Freelance partnerships and collectives can be incredibly enriching experiences. To set things up for success, I would recommend:

  • DO NOT form a joint business entity unless you have a compelling reason to do so. It’s generally best to keep your own freelance entity; when you work with colleagues, have one person serve as the “head contractor.” The client pays that person, and they pay everyone else. 
  • Start small. Before you decide that you’re going to share a significant amount of work with someone else or with a group of colleagues, do a few low-stakes projects together and see how you get along. 

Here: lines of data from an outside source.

PR #11088, opened 2019-07-27
docs: replace docgen.js with titanium-docgen

janvennemann:
**JIRA:** https://jira.appcelerator.org/browse/TIDOC-3337

**Optional Description:**
This moves all JS files in our `apidocs` folder into a new module so the code can be re-used. The module can be found at https://github.com/appcelerator/docs-devkit/tree/develop/packages/titanium-docgen

There is one notable change: The docgen script now requires at least one apidocs path as an argument that it can work on. Previously this would default to the `apidocs` directory in this repo, which is obviously no longer possible.


sgtcoolguy:
@janvennemann So one major thing that Danger is flagging here is that this removes our apidoc validation. Basically I had written up a JS script to validate the format of our API Docs on `npm test` so that it could flag if we used incorrect types, didn't follow spec, etc. I think that's a pretty useful thing to try and retain and would need to be kept in `titanium-docgen` and exposed in some way. (Now, I didn't hook it up to lint-staged because it does doc validation as a batch - I think it needs all doc files to look up types)

janvennemann:
@sgtcoolguy Yup, i noticed that too. I already have the script ported to the new module and setup an additional binary to run it. Just waiting for Jenkins to pass so i can update the PR here.

sgtcoolguy:
@janvennemann I updated this PR to not remove the images folder from apidocs, and opened a PR on titanium-docgen to support copying images folder from input paths.

PR #11094, opened 2019-07-30
build(android): rework merging of external library's resources

ypbnv:
**JIRA:** https://jira.appcelerator.org/browse/TIMOB-27252

**Description:**
Rework the merging of third party native libraries resources. In order to try to keep backwards compatibility the merging now:
- appends children nodes with different names for parents with the same name;
- overwrites only children with the same names for parents with the same name (previously it overwrote the parent). This happens in order of expanding the libraries.

**Test case:**
There is an archive in the JIRA ticket with a version of a third party native library. Put the AAR files under `app/platform/android` for an Alloy project and build the project.


sgtcoolguy:
@ypbnv Given that this is an Android fix/improvement, shouldn't this be scheduled for 8.3.0 milestone/release?

ypbnv:
@sgtcoolguy Ah, my bad. I will change it. BTW this change may be irrelevant once we move to using `gradle`, because it is dealing with merging resource files. Maybe we can consider backporting it for a release before it?

janvennemann (changes requested):

ypbnv:
@janvennemann Updated.

janvennemann (approved):

jquick-axway (approved):
CR: Pass

ssekhri:
FR Passed.
Verified on:
Mac OS: 10.14.5
SDK: 8.3.0.v20191008074512
Appc CLI: 7.1.1
JDK: 1.8.0_162
Node: 10.5.0
Studio: 5.1.4.201909061933

PR #11095, opened 2019-07-31
feat(node): add string_decoder module

sgtcoolguy:
**JIRA:** https://jira.appcelerator.org/browse/TIMOB-27286

**Description:**
Follow on to #11084 which adds Buffer

This adds the `string_decoder` module, which is sort of a safer way to interact with Buffers when dealing with character data.

Basically a string decoder will temporarily cache/buffer up incomplete multi-byte characters until they're completed before outputting them. This is handy if you expect multi-byte utf8/utf16/base64 data and want to spit it out as you go.

**Caveats**
V8 and Node handle invalid UTF-8 multi-byte characters by replacing invalid/incomplete multi-byte sequences with '\ufffd'. This implementation does not - and on a platform like iOS can result in `undefined` being returned. I've left comments about this in here for now - but the "fix" here is 2-fold:
- Have iOS/Windows explicitly handle UTF-8 by injecting the replacement characters (there's a link to a gist that shows this for iOS, but it's a fair amount of code) - Note that this would fix our Ti.Buffer handling of invalid data as well.
- Have this module do the checking/replacement. Given that the data lives across the JS/native boundary this could be performance-heavy. If our Buffer module got changed to use Uint8Array in the majority of cases, this may not be such an issue - but being backed by a Ti.Buffer and traversing the bridge for every byte means it would be pretty expensive to iterate through to find and validate every multi-byte char sequence.

The only "invalid" case we do handle is when you call `decoder.end()` and it has a buffered incomplete multi-byte character.


sgtcoolguy:
⚠️ **Note that this should be held until #11084 is merged (and then this should be rebased)**

janvennemann (approved):
Looks good! Just added two minor notes in the test suite but nothing important.

I guess we have to see if and how the caveats have any impact on third-party modules that use `string_decoder`. Regarding a fix for this i'd vote for the actual fix in `Ti.Buffer` on iOS to get the correct behavior natively, assuming that we don't make the switch to UIInt8Array for our buffers anytime soon.

sgtcoolguy:
Merged manually to master.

  • Be willing to have the difficult conversations at the outset. Definitely talk about money: what rates you envision charging clients, and how those will be divided between the team members. Also, talk about who “owns” what. Go through a few scenarios. Let’s say one member of the team meets a prospective client at a networking event; do they automatically “own” that client, and they get to decide what parts of that client’s work they take on? What if another team member feels that they are better suited for that work? 
  • Decide how you’re going to handle project management. Are you going to charge clients a project management fee? Is a project management fee going to be built into your quotes? If you’re handling projects large enough that they need multiple translators and editors, project management can quickly balloon: dividing up the files, maintaining the translation memories, tracking what’s been submitted and what hasn’t. Consider that the person handling this may want/need to be compensated for it. 
  • If you’re focusing on translation, talk about who’s going to translate, who’s going to edit, and how you’re going to divide up the money and workflow. It can work really well to work in a translator/editor pair, and it can also cause conflict if the editor feels like they’re doing the (generally) lower-paid work. 
  • Also, think about your marketing presence and whether you’re willing to invest any money up front. Do you want to make a joint website that represents all of the team members? Just use LinkedIn? What kind of joint marketing presence do you want, versus being a group of freelancers who occasionally work together? Are you going to have a joint e-mail address, or just be a informal team that you can all call on if you need help with a specific project? 

I feel generally positive about freelance partnerships and collectives; they can give us the opportunity to work with people we really like, while giving clients an option other than a solo freelancer or an agency. The key is to identify what you want to get out of the arrangement (the ability to take on larger projects, offer translation and editing, offer an interpreting team, provide clients with a wider range of services, or something else), while anticipating some of the ways in which things can go wrong.